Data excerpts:
•••

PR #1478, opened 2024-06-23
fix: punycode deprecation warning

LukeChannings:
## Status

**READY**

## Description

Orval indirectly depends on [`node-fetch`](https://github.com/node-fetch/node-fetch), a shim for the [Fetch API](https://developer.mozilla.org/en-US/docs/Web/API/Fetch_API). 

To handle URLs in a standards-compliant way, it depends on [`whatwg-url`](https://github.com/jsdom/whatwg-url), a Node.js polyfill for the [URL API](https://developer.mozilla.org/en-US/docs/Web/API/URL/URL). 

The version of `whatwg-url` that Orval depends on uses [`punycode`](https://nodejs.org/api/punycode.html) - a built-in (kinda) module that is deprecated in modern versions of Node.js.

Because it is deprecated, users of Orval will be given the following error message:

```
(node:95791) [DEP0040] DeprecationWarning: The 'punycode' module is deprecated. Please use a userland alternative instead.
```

•••

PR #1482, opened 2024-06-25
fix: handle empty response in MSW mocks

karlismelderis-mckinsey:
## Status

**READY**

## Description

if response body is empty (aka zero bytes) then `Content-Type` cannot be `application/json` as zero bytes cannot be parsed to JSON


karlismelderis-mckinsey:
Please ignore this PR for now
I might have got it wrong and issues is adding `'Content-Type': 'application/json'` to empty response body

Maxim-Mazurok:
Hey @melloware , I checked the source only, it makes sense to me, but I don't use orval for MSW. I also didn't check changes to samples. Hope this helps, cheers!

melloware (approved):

•••

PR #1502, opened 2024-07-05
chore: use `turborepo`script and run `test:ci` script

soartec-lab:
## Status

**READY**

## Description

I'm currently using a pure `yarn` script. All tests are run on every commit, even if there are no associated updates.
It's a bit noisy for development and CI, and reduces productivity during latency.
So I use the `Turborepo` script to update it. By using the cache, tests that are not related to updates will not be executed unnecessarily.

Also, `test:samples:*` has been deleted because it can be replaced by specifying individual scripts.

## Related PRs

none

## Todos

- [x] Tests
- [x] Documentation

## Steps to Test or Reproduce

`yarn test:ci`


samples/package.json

•••

WHAT YOU HAVE TO DO> Show the lines of the records that include the string "melloware".

REPLY>
Hey @melloware , I checked the source only, it makes sense to me, but I don't use orval for MSW. I also didn't check changes to samples. Hope this helps, cheers!
melloware (approved):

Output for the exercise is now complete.